Issue #1750, opened 2020-12-09
Ansible request for RHEL/CentOS 8 libmpc-devel & libdwarf-devel


Willsparker:
Ref: https://github.com/AdoptOpenJDK/openjdk-infrastructure/pull/1743

- [x] Missing install

Details:
The `libmpc-devel` and `libdwarf-devel` packages have moved to the CodeReady Linux Builder (CRB) repo, and the PowerTools repo for RHEL and CentOS respectively (though we may be able to use PowerTools for RHEL..?).
The referred PR above will remove them from the list of packages to install in the meantime, however we need both the packages to build OpenJ9, so we need to find a way of getting them in.

Willsparker:
Checking [this](https://centos.pkgs.org/8/centos-powertools-x86_64/) we can get `libmpc-devel` and `libdwarf-devel` from the repos,so I'll test with CentOS and then try find a RHEL machine to test on, somewhere

Willsparker:
Checking on a CentOS8 Vagrant VM, the Powertools repo is already installed from the start, it's just a case of enabling it. Unfortunately, attempting to enable it either through `yum` or `dnf` commands didn't seem to work, but enabling it manually did (i.e. using `vi`). This would be easy enough to ansiblise, however.

Willsparker:
Having checked the `test-aws-rhel8-x64-1` machine, unfortunately, the PowerTools repository doesn't exist on the machine ( and in a brief Google search, I couldn't find if it to be installable ). That unfortunately leaves us with having to deal with the CRB repo and `subscription-manager` if we want to build OpenJ9 on RHEL8+. Running a few commands on the machine whilst I was testing, I found that that particular machine hasn't been registered yet, and so repos were available via `subscription-manager`. 

```
[root@54 ~]# subscription-manager repos
This system has no repositories available through subscriptions.
[root@54 ~]# subscription-manager list --available
This system is not yet registered. Try 'subscription-manager register --help' for more information.
```

While we can likely ansibilise the `subscription-manager` commands, registering the subscription may not be possible.

Willsparker:
[...]

PR #1759, opened 2020-12-14
UnixPB: Enable PowerTools repo CentOS8, install libdwarf-devel

Willsparker:
Ref: #1750 

We had the task to enable the PowerTools repo in there, it just had the incorrect path. `libdwarf-devel` resides in the PowerTools repo now, hence the need to enable it, otherwise we can't build OpenJ9.

Note: `libmpc-devel` can also be installed from the PowerTools repo, but looking at #1743 , we never had it in the CentOS build package list? Either way, If we need it, should be easy enough to just add it to the package list :-)

##### Checklist

- [x] playbook changes run through [VPC](https://ci.adoptopenjdk.net/view/Tooling/job/VagrantPlaybookCheck/) or [QPC](https://ci.adoptopenjdk.net/view/Tooling/job/QEMUPlaybookCheck/) . See : https://ci.adoptopenjdk.net/job/VagrantPlaybookCheck/968/

### DIFF
--- a/ansible/playbooks/AdoptOpenJDK_Unix_Playbook/roles/Common/tasks/CentOS.yml
+++ b/ansible/playbooks/AdoptOpenJDK_Unix_Playbook/roles/Common/tasks/CentOS.yml
@@ -23,9 +23,9 @@
     - ansible_distribution_major_version == "8"
   tags: patch_update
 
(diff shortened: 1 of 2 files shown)


karianna (approved):
LGTM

******************************

### What is required
Write out only the lines from the one containing "-23,9 +23,9 @@" through the end of the listing above, exactly as they stand.

### Worked solution
@@ -23,9 +23,9 @@
     - ansible_distribution_major_version == "8"
   tags: patch_update
 
(diff shortened: 1 of 2 files shown)


karianna (approved):
LGTM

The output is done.